Records provided ▸
PR #386, opened 2023-08-22
Allow using different LM model tokenizer for built-in datasets.

classicsong:
*Issue #, if available:*

*Description of changes:*


zhjwy9343 (changes requested):
In our YAML files, there are several arguments using bert_. Should we change them to lm_ too?
- bert_infer_bs
- bert_models
- bert_tune_lr
In the gconstruct JSON, we also use the following bert_ arguments, should we change them? 
- bert_model

classicsong:
> In our YAML files, there are several arguments using bert_. Should we change them to lm_ too?
> 
> * bert_infer_bs
> * bert_models
> * bert_tune_lr
>   In the gconstruct JSON, we also use the following bert_ arguments, should we change them?
> * bert_model

Let's do it in another PR.
This is a breaking change. May be it is better to and more arguments.

zhjwy9343 (approved):
LGTM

Aim of the task ▸ The full listing, repeated exactly, is the expected answer.

Output for this exercise ▸
PR #386, opened 2023-08-22
Allow using different LM model tokenizer for built-in datasets.

classicsong:
*Issue #, if available:*

*Description of changes:*


zhjwy9343 (changes requested):
In our YAML files, there are several arguments using bert_. Should we change them to lm_ too?
- bert_infer_bs
- bert_models
- bert_tune_lr
In the gconstruct JSON, we also use the following bert_ arguments, should we change them? 
- bert_model

classicsong:
> In our YAML files, there are several arguments using bert_. Should we change them to lm_ too?
> 
> * bert_infer_bs
> * bert_models
> * bert_tune_lr
>   In the gconstruct JSON, we also use the following bert_ arguments, should we change them?
> * bert_model

Let's do it in another PR.
This is a breaking change. May be it is better to and more arguments.

zhjwy9343 (approved):
LGTM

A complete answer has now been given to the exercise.